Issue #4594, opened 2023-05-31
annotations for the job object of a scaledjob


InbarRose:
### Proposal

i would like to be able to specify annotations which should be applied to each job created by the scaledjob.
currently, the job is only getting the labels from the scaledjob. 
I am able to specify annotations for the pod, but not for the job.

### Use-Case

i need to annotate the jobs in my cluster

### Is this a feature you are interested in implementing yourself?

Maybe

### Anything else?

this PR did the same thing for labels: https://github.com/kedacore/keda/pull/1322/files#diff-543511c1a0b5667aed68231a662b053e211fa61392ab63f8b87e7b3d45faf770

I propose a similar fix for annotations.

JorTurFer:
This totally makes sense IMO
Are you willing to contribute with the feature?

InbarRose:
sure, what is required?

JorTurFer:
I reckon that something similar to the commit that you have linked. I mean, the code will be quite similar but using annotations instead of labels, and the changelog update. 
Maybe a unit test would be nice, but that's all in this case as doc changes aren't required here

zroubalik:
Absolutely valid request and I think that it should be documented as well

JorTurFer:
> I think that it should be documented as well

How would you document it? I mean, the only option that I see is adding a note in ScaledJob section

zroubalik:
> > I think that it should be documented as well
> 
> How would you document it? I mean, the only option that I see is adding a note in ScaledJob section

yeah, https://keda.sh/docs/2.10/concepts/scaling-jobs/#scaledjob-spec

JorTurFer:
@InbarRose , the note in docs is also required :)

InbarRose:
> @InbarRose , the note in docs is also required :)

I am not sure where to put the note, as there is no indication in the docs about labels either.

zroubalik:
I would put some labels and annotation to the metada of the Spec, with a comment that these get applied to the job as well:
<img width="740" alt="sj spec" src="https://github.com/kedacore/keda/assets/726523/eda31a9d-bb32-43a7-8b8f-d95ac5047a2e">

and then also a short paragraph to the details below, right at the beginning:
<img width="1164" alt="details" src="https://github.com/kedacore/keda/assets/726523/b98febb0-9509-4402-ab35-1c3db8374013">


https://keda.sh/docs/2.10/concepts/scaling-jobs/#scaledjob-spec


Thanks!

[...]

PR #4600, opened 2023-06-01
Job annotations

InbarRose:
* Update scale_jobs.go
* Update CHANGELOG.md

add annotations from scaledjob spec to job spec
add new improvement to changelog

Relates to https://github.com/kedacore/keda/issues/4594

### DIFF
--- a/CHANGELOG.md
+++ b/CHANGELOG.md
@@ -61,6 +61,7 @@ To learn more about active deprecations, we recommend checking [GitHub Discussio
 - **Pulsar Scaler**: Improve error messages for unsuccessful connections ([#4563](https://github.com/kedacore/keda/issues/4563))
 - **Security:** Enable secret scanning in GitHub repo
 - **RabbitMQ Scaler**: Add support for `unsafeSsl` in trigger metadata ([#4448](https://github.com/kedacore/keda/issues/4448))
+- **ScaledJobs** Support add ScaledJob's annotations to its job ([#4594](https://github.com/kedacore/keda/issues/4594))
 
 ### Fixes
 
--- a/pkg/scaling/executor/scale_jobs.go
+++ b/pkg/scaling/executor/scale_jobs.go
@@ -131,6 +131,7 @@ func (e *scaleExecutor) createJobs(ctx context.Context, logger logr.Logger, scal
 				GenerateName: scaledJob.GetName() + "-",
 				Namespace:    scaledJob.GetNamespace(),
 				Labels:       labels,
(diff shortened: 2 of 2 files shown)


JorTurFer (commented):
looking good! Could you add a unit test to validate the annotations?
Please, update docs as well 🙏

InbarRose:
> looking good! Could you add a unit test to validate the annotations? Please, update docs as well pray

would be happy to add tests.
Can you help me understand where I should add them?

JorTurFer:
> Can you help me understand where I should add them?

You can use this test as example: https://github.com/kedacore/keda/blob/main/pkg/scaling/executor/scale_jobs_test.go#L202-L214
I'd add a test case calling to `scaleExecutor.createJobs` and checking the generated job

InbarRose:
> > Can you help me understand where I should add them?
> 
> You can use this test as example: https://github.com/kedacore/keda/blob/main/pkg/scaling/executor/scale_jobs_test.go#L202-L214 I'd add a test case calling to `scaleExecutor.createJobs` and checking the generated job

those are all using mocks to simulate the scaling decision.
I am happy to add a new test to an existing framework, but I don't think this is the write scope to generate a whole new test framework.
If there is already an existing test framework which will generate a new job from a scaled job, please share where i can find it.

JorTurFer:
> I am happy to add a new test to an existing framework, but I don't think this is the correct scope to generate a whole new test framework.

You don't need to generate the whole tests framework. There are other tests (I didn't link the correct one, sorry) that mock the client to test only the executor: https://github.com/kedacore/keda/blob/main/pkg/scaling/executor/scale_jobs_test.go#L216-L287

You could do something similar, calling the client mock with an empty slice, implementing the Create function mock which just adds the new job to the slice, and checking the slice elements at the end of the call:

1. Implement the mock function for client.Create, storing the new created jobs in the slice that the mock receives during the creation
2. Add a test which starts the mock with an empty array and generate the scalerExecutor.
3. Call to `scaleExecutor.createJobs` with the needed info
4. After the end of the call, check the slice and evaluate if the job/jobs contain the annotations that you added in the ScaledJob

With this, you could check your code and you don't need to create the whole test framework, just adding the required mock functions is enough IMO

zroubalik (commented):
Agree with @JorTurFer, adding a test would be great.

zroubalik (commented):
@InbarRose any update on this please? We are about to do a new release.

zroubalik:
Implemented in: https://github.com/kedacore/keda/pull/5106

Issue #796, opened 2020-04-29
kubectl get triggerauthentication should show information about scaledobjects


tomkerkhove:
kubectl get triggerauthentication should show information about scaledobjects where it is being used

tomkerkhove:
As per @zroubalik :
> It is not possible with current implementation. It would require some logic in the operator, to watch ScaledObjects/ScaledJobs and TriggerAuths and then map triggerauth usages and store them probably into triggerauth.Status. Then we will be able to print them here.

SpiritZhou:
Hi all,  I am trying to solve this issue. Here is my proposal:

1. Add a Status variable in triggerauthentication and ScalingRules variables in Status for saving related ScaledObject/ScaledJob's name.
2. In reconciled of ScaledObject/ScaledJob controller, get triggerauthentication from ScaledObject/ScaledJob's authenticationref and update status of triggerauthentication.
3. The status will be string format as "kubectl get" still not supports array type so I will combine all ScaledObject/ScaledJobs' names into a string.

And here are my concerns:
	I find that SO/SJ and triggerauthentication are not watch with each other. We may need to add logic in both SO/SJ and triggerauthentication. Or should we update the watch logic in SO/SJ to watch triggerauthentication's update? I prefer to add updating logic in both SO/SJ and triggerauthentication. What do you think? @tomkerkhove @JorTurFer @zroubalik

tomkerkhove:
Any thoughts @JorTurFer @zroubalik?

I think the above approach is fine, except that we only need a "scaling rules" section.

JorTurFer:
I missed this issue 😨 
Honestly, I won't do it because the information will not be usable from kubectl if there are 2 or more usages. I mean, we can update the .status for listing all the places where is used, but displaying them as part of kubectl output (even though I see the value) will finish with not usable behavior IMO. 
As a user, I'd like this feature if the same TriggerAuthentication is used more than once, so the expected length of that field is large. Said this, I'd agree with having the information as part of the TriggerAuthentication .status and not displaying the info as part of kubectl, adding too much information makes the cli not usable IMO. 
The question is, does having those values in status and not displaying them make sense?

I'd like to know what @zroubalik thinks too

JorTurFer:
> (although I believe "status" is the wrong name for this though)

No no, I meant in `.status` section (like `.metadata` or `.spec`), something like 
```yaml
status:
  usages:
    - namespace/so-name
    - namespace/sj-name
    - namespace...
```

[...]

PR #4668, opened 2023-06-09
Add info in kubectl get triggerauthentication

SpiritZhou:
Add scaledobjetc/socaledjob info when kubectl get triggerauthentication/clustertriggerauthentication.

■ ■ ■

• _WHAT TO PRODUCE_: Search the records above for the word "unit", then say how many lines contain it. Give the number alone.

• _RESULT OF THIS TASK_: 3